What to do
Look below for the line holding "-805,6 +805,11 @@" and the line holding "if (settings_.max_memory_cache_size >". Transcribe exactly those lines and all lines between them, nothing more.

+===+

PR #986, opened 2020-07-27
Release tile keys from protected list.

LiubovDidkivska:
Release keys, which was marked before as protected. After releasing tile
keys associated data in cache could expire or be evicted.

For releasing tile keys we should release quad tree and tile data.
This means find quad tree which contains data hanle for our key,
release this quad tree only in case if no other protected tiles depend
on this quad tree. For each tile release data under data handle.

Added unit test with releasing 2 tiles keys under common quad tree,
which has 3 protected tile keys, so quad tree associated key should not
be released. Other test tries to release last tile key for quad tree,
so 2 keys should be released. Test which tries to relese not protected
key.

Relates-To: OLPEDGE-2127

### DIFF
--- a/olp-cpp-sdk-core/src/cache/DefaultCacheImpl.cpp
+++ b/olp-cpp-sdk-core/src/cache/DefaultCacheImpl.cpp
@@ -805,6 +805,11 @@ bool DefaultCacheImpl::Release(const DefaultCache::KeyListType& keys) {
   return result;
 }
 
+bool DefaultCacheImpl::IsProtected(const std::string& key) {
+    std::lock_guard<std::mutex> lock(cache_lock_);
+  return protected_keys_.IsProtected(key);
+}
+
 time_t DefaultCacheImpl::GetExpiryForMemoryCache(const std::string& key,
                                                  const time_t& expiry) {
   // reset expiry if key is protected for memory cache
--- a/olp-cpp-sdk-core/src/cache/DefaultCacheImpl.cpp
+++ b/olp-cpp-sdk-core/src/cache/DefaultCacheImpl.cpp
@@ -144,6 +144,7 @@ void DefaultCacheImpl::Close() {
   mutable_cache_.reset();
   mutable_cache_lru_.reset();
   protected_cache_.reset();
+  protected_keys_.Clear();
   mutable_cache_data_size_ = 0;
   is_open_ = false;
 }
@@ -627,6 +628,7 @@ DefaultCache::StorageOpenResult DefaultCacheImpl::SetupStorage() {
   mutable_cache_.reset();
   mutable_cache_lru_.reset();
   protected_cache_.reset();
+  protected_keys_.Clear();
   mutable_cache_data_size_ = 0;
 
   if (settings_.max_memory_cache_size > 0) {
@@ -646,6 +648,7 @@ DefaultCache::StorageOpenResult DefaultCacheImpl::SetupStorage() {
     auto status = mutable_cache_->Open(settings_.disk_path_mutable.get(),
                                        settings_.disk_path_mutable.get(),
                                        storage_settings, OpenOptions::Default);
+    OLP_SDK_LOG_WARNING(kLogTag, settings_.disk_path_mutable.get().c_str());
     if (status == OpenResult::Fail) {
       OLP_SDK_LOG_ERROR_F(kLogTag, "Failed to open the mutable cache %s",
                           settings_.disk_path_mutable.get().c_str());
@@ -751,12 +754,12 @@ std::string DefaultCacheImpl::GetExpiryKey(const std::string& key) const {
 bool DefaultCacheImpl::Protect(const DefaultCache::KeyListType& keys) {
   std::lock_guard<std::mutex> lock(cache_lock_);
   auto start = std::chrono::steady_clock::now();
-  protected_keys_.Protect(keys, [&](const std::string& key) {
+  auto result = protected_keys_.Protect(keys, [&](const std::string& key) {
     if (!RemoveKeyLru(key)) {
       RemoveKeysWithPrefixLru(key);
     }
   });
-  if (memory_cache_) {
+  if (memory_cache_ && result) {
     memory_cache_->Clear();
   }
 
@@ -766,13 +769,17 @@ bool DefaultCacheImpl::Protect(const DefaultCache::KeyListType& keys) {
                      GetElapsedTime(start),
                      static_cast<std::uint64_t>(keys.size()),
                      protected_keys_.Count());
-  return true;
+  return result;
 }
 
 bool DefaultCacheImpl::Release(const DefaultCache::KeyListType& keys) {
   std::lock_guard<std::mutex> lock(cache_lock_);
   auto start = std::chrono::steady_clock::now();
   auto result = protected_keys_.Release(keys);
+
+  if (!result) {
+    return result;
+  }
 
   for (const auto& key : keys) {
     if (memory_cache_) {
@@ -805,8 +812,8 @@ bool DefaultCacheImpl::Release(const DefaultCache::KeyListType& keys) {
   return result;
 }
 
-bool DefaultCacheImpl::IsProtected(const std::string& key) {
-    std::lock_guard<std::mutex> lock(cache_lock_);
+bool DefaultCacheImpl::IsProtected(const std::string& key) const {
+  std::lock_guard<std::mutex> lock(cache_lock_);
   return protected_keys_.IsProtected(key);
 }
 
--- a/olp-cpp-sdk-core/src/cache/DefaultCacheImpl.cpp
+++ b/olp-cpp-sdk-core/src/cache/DefaultCacheImpl.cpp
@@ -144,7 +144,7 @@ void DefaultCacheImpl::Close() {
   mutable_cache_.reset();
   mutable_cache_lru_.reset();
   protected_cache_.reset();
-  protected_keys_.Clear();
+  protected_keys_ = ProtectedKeyList();
   mutable_cache_data_size_ = 0;
   is_open_ = false;
 }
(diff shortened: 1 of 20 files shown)


olp-cpp-sdk-core/src/cache/DefaultCacheImpl.cpp
```diff
@@ -751,12 +754,12 @@ std::string DefaultCacheImpl::GetExpiryKey(const std::string& key) const {
 bool DefaultCacheImpl::Protect(const DefaultCache::KeyListType& keys) {
   std::lock_guard<std::mutex> lock(cache_lock_);
   auto start = std::chrono::steady_clock::now();
-  protected_keys_.Protect(keys, [&](const std::string& key) {
+  auto result = protected_keys_.Protect(keys, [&](const std::string& key) {
     if (!RemoveKeyLru(key)) {
```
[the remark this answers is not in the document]
LiubovDidkivska: this is lambda, which is called in ProtectedKeyList::Protect

olp-cpp-sdk-dataservice-read/src/VersionedLayerClientImpl.cpp
```diff
@@ -654,6 +654,106 @@ bool VersionedLayerClientImpl::Protect(const TileKeys& tiles) {
...
+
+  cache::KeyValueCache::KeyListType keys_to_release;
+
+  std::map<geo::TileKey, std::map<geo::TileKey, std::string>>
+      quad_trees_with_protected_tiles;
+
+  auto process_tile = [&](const geo::TileKey& tile_key_to_release) {
+    auto max_depth =
+        std::min<std::uint32_t>(tile_key_to_release.Level(), kQuadTreeDepth);
+    for (int i = max_depth; i >= 0; --i) {
```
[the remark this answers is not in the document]
LiubovDidkivska: max_depth changed to signed, due to check >=0

olp-cpp-sdk-dataservice-read/src/ReleaseDependencyResolver.cpp
```diff
@@ -0,0 +1,152 @@
...
+    : layer_id_(layer_id),
+      version_(version),
+      cache_(settings.cache),
+      data_cache_repository_(catalog, settings.cache),
+      partitions_cache_repository_(catalog, settings.cache),
+      repository_(catalog, settings),
+      quad_trees_with_protected_tiles_(),
+      keys_to_release_() {}
+
+cache::KeyValueCache::KeyListType&&
```
andescu, line 57: Why do you return a rvalue when you can simply return the cache::KeyValueCache::KeyListType which is the same except you are not forced to use std::move.
Also the name of the method will get much shorter: `GetKeysToRelease`

olp-cpp-sdk-dataservice-read/src/ReleaseDependencyResolver.cpp
```diff
@@ -0,0 +1,152 @@
...
+ReleaseDependencyResolver::GenerateAndMoveKeysToRelease(const TileKeys& tiles) {
+  for (const auto& tile : tiles) {
+    if (!ProcessTileKeyInMap(tile)) {
+      ProcessTileKeyInCache(tile);
+    }
+  }
+  return std::move(keys_to_release_);
+}
+
+bool ReleaseDependencyResolver::ProcessTileKeyInMap(
```
andescu, line 67:
```suggestion
bool ReleaseDependencyResolver::ProcessTileKey(
```

olp-cpp-sdk-dataservice-read/src/ReleaseDependencyResolver.cpp
```diff
@@ -0,0 +1,152 @@
...
+        quad_trees_with_protected_tiles_.erase(it);
+      }
+    }
+    return true;
+  }
+  return false;
+}
+
+ReleaseDependencyResolver::MapOfQuads::iterator
+ReleaseDependencyResolver::FindQuadInMap(const geo::TileKey& tile_key) {
```
andescu, line 95:
```suggestion
ReleaseDependencyResolver::FindQuad(const geo::TileKey& tile_key) {
```

olp-cpp-sdk-dataservice-read/src/ReleaseDependencyResolver.cpp
```diff
@@ -0,0 +1,152 @@
...
+namespace {
+constexpr auto kQuadTreeDepth = 4;
+}  // namespace
+
+namespace olp {
+namespace dataservice {
+namespace read {
+
+cache::KeyValueCache::KeyListType
+ReleaseDependencyResolver::GenerateKeysToRelease(
```
andescu, line 36:
```suggestion
ReleaseDependencyResolver::GetKeysToRelease(
```

olp-cpp-sdk-dataservice-read/src/ReleaseDependencyResolver.h
```diff
@@ -0,0 +1,81 @@
...
+#include "repositories/DataCacheRepository.h"
+#include "repositories/DataRepository.h"
+#include "repositories/PartitionsCacheRepository.h"
+#include "repositories/PartitionsRepository.h"
+
+namespace olp {
+namespace dataservice {
+namespace read {
+
+class ReleaseDependencyResolver {
```
andescu, line 38: Consider also using this for Protect().
Means the class name should be ProtectionDependencyResolver.

olp-cpp-sdk-dataservice-read/src/ReleaseDependencyResolver.h
```diff
@@ -0,0 +1,81 @@
...
+ public:
+  // group quad trees and protected tiles. Check if for each quad tree we want
+  // to release all protected keys associated, if true add this quad tree to
+  // released keys
+  static cache::KeyValueCache::KeyListType GenerateKeysToRelease(
```
andescu, line 43: This class setup is very strange. A static method that creates a temporary instance of itself to generate some data and copies internally not very cheap data. If it is only temporary class then do not copy but use references and remove the static from this method.

olp-cpp-sdk-dataservice-read/src/ReleaseDependencyResolver.h
```diff
@@ -0,0 +1,81 @@
...
+      const client::HRN& catalog, const std::string& layer_id,
+      const int64_t& version, const client::OlpClientSettings& settings,
+      const TileKeys& tiles);
+
+ private:
+  using MapOfTileDataKeys = std::map<geo::TileKey, std::string>;
```
andescu, line 49: Aliases are usually suffixed by "Type", e.g. `DataKeysType`
As there is no difference between partition data or tile data key, both use data handles.

olp-cpp-sdk-dataservice-read/src/ReleaseDependencyResolver.h
```diff
@@ -0,0 +1,81 @@
...
+  using MapOfQuads = std::map<geo::TileKey, MapOfTileDataKeys>;
```
andescu, line 50:
```suggestion
  using QuadsType = std::map<geo::TileKey, MapOfTileDataKeys>;
```

olp-cpp-sdk-dataservice-read/src/ReleaseDependencyResolver.h
LiubovDidkivska: Static method removed

olp-cpp-sdk-dataservice-read/src/ReleaseDependencyResolver.h
```diff
@@ -0,0 +1,77 @@
...
+  QuadsType::iterator FindQuad(const geo::TileKey& tile_key);
+
+  TilesDataKeysType ProcessQuad(const read::QuadTreeIndex& cached_tree,
+                                const geo::TileKey& tile);
+
+  void ProcessTileKeyInCache(const geo::TileKey& tile);
+
+ private:
+  std::string layer_id_;
+  int64_t version_;
```
andescu, line 66:
```suggestion
  const std::string& layer_id_;
  const int64_t version_;
```

olp-cpp-sdk-dataservice-read/src/ReleaseDependencyResolver.h
```diff
@@ -0,0 +1,77 @@
...
+#include "repositories/PartitionsCacheRepository.h"
+#include "repositories/PartitionsRepository.h"
+
+namespace olp {
+namespace dataservice {
+namespace read {
+
+// group quad trees and protected tiles. Check if for each quad tree we want
+// to release all protected keys associated, if true add this quad tree to
+// released keys
```
andescu, line 40: This is not a proper comment. Use `///` for simple Doxygen comments.

olp-cpp-sdk-dataservice-read/src/repositories/PartitionsRepository.cpp
```diff
@@ -420,14 +420,15 @@ PartitionResponse PartitionsRepository::GetTile(
 }
 PORTING_POP_WARNINGS()
 
-bool PartitionsRepository::FindQuadTree(
-    const std::string& layer, boost::optional<int64_t> version,
-    const olp::geo::TileKey& tile_key, read::QuadTreeIndex& tree) {
+bool PartitionsRepository::FindQuadTree(const std::string& layer,
+                                        boost::optional<int64_t> version,
+                                        const olp::geo::TileKey& tile_key,
+                                        read::QuadTreeIndex& tree) {
```
andescu, line 426: Why is this again formatted differently? I don't see anything's been changed.

olp-cpp-sdk-dataservice-read/src/ReleaseDependencyResolver.h
```diff
@@ -0,0 +1,77 @@
...
+
+/// group quad trees and protected tiles. Check if for each quad tree we want
+/// to release all protected keys associated, if true add this quad tree to
+/// released keys
+class ReleaseDependencyResolver {
+ public:
+  ReleaseDependencyResolver(const client::HRN& catalog,
+                            const std::string& layer_id, const int64_t& version,
+                            const client::OlpClientSettings& settings,
+                            const client::ApiLookupClient& lookup_client);
```
andescu, line 46: It seems to me like over-engineered to take in ApiLookupClient to just create a PartitionsRepository to just have a helper method for accessing the cache. Please ask yourself if the FindQuadTree really belongs in PartitionsRepositoy and not in PartitionsCacheRepository. I would place it in PartitionsCacheRepository.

+===+

Response
@@ -805,6 +805,11 @@ bool DefaultCacheImpl::Release(const DefaultCache::KeyListType& keys) {
   return result;
 }
 
+bool DefaultCacheImpl::IsProtected(const std::string& key) {
+    std::lock_guard<std::mutex> lock(cache_lock_);
+  return protected_keys_.IsProtected(key);
+}
+
 time_t DefaultCacheImpl::GetExpiryForMemoryCache(const std::string& key,
                                                  const time_t& expiry) {
   // reset expiry if key is protected for memory cache
--- a/olp-cpp-sdk-core/src/cache/DefaultCacheImpl.cpp
+++ b/olp-cpp-sdk-core/src/cache/DefaultCacheImpl.cpp
@@ -144,6 +144,7 @@ void DefaultCacheImpl::Close() {
   mutable_cache_.reset();
   mutable_cache_lru_.reset();
   protected_cache_.reset();
+  protected_keys_.Clear();
   mutable_cache_data_size_ = 0;
   is_open_ = false;
 }
@@ -627,6 +628,7 @@ DefaultCache::StorageOpenResult DefaultCacheImpl::SetupStorage() {
   mutable_cache_.reset();
   mutable_cache_lru_.reset();
   protected_cache_.reset();
+  protected_keys_.Clear();
   mutable_cache_data_size_ = 0;
 
   if (settings_.max_memory_cache_size > 0) {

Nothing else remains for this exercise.